In my town, there's a recreational volleyball group that's run by the town's Recreation Division. It's not a “league”; you don't have to sign up as part of a team, there's no tournament, there's no trophy. You sign up as an individual, and you go to the designated school gym on volleyball nights. There's “co-ed volleyball” night and “advanced co-ed volleyball” night. I go for the latter; some of the people I play with go to both. The people who show up on any given night divide into teams semi-randomly, and play.
I like that mechanism. When I say the teams are picked “semi-randomly”, I mean that we know the different skill levels of the people who come, and we try to distribute that approximately evenly. At “advanced” night, we play each game to win, but once one game is over we remember the result only long enough to have the losing team serve first in the next game. Then it's forgotten. No one worries about how many games each team has won. There's no “season record”.
I had a good time at it this week, as I always do. We played some competetive games, got some exercise, and had fun. Lots of mistakes were made. Some people made the same mistakes that they make over and over again. Sometimes I shake my head about it, and wonder why we see the same mistakes repeatedly, but others probably shake their heads about my mistakes too. The point is that it's recreational, and we do our best, and we have a good time. We don't yell at each other, we don't get into fights, no one gets suspended. Agnes brings brownies sometimes, for after the games.
We have no referees; we call our own lines and fouls. In the advanced group, we try to be fairly strict about it, but we never have arguments. If there's a disagreement, we just good-naturedly do a replay; it's not worth fighting about. We'll jokingly say that the result of the replay tells us what really happened. “It must have been ‘out’ after all,” we'll say.
And I remember recreational sports groups where that wasn't the case. We've all seen or heard of little league baseball or soccer groups, where the parents (usually, not the kids) were too, too serious about it, where the urge to “win” took over, above the desire to have fun.
I used to play in a softball league at work, and one time I remember being on the sidelines as our team was in the field. Someone missed a catch, overthrew the ball, or some such, and one of my teammates who was on the sidelines with me started yelling at those in the field. “Damn it!”, he said, “You look like a bunch of amateurs out there!” Uh, but we are a bunch of amateurs, I reminded him.
We shouldn't forget that. It's all the most fun if we take it just seriously enough, but not too much.
2 comments:
I've thought about this a lot. My daughters both played in the "fun" soccer league in town. I like soccer because it's great exercise, but it really wasn't the thing for my older daughter. She didn't really get the game and she wasn't very good.
She played once in first grade, and tried again in second grade. In the "fun" league, every child is supposed to get the same game time. Her coach, a guy who thinks his daughter is a star, stopped playing my daughter because she wasn't very good.
I didn't make an issue out of it.
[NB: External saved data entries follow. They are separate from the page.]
PR #196, opened 2017-02-14
Add python3 support

jcfr:
This set of changes supersedes #195.

It includes changes required to run pyradiomics on Python 3. To gracefully handles the different between py2 and py3, it introduces the dependency on `six`. See https://pythonhosted.org/six/

Notes:
* instead of switching to using `dict.items()` (which is less efficient in py2), it uses [six.iteritems](https://pythonhosted.org/six/#six.iteritems)
* since MacOSX SimpleITK python wheels are not (yet) available for Python 3.x, corresponding TravisCI builds haven't been enabled.


.circleci-matrix.yml
```diff
@@ -3,12 +3,12 @@ env:
...
   - MANYLINUX_IMAGE=manylinux-x64 MANYLINUX_PYTHON=cp27-cp27mu
   - MANYLINUX_IMAGE=manylinux-x86 MANYLINUX_PYTHON=cp27-cp27mu
-#  - MANYLINUX_IMAGE=manylinux-x64 MANYLINUX_PYTHON=cp33-cp33m
-#  - MANYLINUX_IMAGE=manylinux-x86 MANYLINUX_PYTHON=cp33-cp33m
-#  - MANYLINUX_IMAGE=manylinux-x64 MANYLINUX_PYTHON=cp34-cp34m
-#  - MANYLINUX_IMAGE=manylinux-x86 MANYLINUX_PYTHON=cp34-cp34m
-#  - MANYLINUX_IMAGE=manylinux-x64 MANYLINUX_PYTHON=cp35-cp35m
-#  - MANYLINUX_IMAGE=manylinux-x86 MANYLINUX_PYTHON=cp35-cp35m
+  - MANYLINUX_IMAGE=manylinux-x64 MANYLINUX_PYTHON=cp33-cp33m
+  - MANYLINUX_IMAGE=manylinux-x86 MANYLINUX_PYTHON=cp33-cp33m
```
JoostJM: These two lines cause CircleCI to fail, as it tries to install numpy == 1.12.0, which does not support python 3.3 anymore.

jcfr: Indeed, I am now looking into adding few [env. markers](https://www.python.org/dev/peps/pep-0496/)

jcfr: Thinking more about it, as you suggested let's just remove support for Python 3.3. It is now worth the complication

.travis.yml
```diff
@@ -19,11 +19,6 @@ matrix:
 #      env:
 #        - PYTHON_VERSION=3.4.5
```
JoostJM: Doesn't this mean that python 3.x testing for Mac is still disabled?

jcfr: > python 3.x testing for Mac is still disabled?

Indeed. Waiting for SimpleITK wheels, we do not have a choice. See https://itk.org/SimpleITKDoxygen/html/PyDownloadPage.html

JoostJM:
@jcfr, last build of CircleCI failed, python 3.x couldn't find `venv` in some commandline argument, I suspect this has something to do with the virtual environment. Can you look into it?

jcfr:
> python 3.x couldn't find venv in some commandline argument, I suspect this has something to do with the virtual environment. Can you look into it?

I noticed. I will be looking at this later today.

jcfr:
> last build of CircleCI failed, python 3.x couldn't find venv in some commandline argument, I suspect 
> this has something to do with the virtual environment. Can you look into it?

I identified the problem and submitted a fix to upstream setuptools. See https://github.com/pypa/setuptools/pull/971

In the mean time, I will add a workaround.

jcfr:
Et voila. As soon as, Travis returns green. Will be integrating :fireworks:

.travis.yml
kmader: There are however conda packages for SimpleITK, would it make sense to get the mac tests working on miniconda/anaconda (https://anaconda.org/simpleitk/simpleitk) instead of standard python?

jcfr: That would make sense, the idea would be to submit a recipe to conda-forge. With that in place, the package would be available on conda on linux, macosx and windows. 

That said, conda-forge recipe are updated only when there is a release of the package. If you would like to setup continuous integration using miniconda, you would have to set it up on your own.

I currently do not have the bandwidth to set miniconda CI up for pyradiomics, in the mean time I would be happy to review PR.

@blowekamp Do we know when macosx wheels will be available for python 35 ?

blowekamp: I was just working on some scripts for the 1.0 release... I'll see if I can run them on the release branch too like the recent x86_64 0.10.0.post3 wheel.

She wasn't enjoying it and he wasn't playing her, so it wasn't a matter of "letting down the team," and I let her quit.
But, living in this world of McDonald's, video games, and skyrocketting childhood obesity, I'm angry that there isn't a better way for children to get involved in sports non-competitively, find what they like to do, and stick with it for life.
I'm not a competitive person. I like to run, and I've even run in some races, but I'm slow and I do it for the love of running and because I need to do something to stay healthy.
I thought about trying to start some kind of town "pick up" game, just a regular Sunday thing very much like your volleyball league, and just playing whatever worked for the weather. We have a big field with a baseball diamond and basketball courts right at the top of my street. It seems like the perfect place for organized disorganization.
Maybe I'll think about that again. If I could find a group of people like your volleyball group, that would be great. The trick is to factor out the competitive types. Any tips?
Tips? I'm not sure. I'm lucky, here, in that we have the "advanced" group that's mildly competitive and the other group that isn't competitive at all, so one can take one's pick — and one can go find a team in the Peekskill league if one wants more competition than that.
I guess the suggestion I would have is to check with your town's recreation department — most towns have one — and offer to organize something like this. Running it isn't much work. The town would publicize it, and obtain the gym (so you might have to do the legwork to find a school gym to play in). You'd have to get a net and volleyballs, which you'd convince the town to pay for. And then it's just a matter of getting 15 or 20 people to sign up to play, for a nominal fee that covers the town's expenses for it (here it's $25 per person). The town should already have the necessary insurance.
I don't know... as with most things, I think it's probably more work than it sounds like it should be. But once you get it going it should settle into being a low-maintenance thing that starts each fall and runs through spring.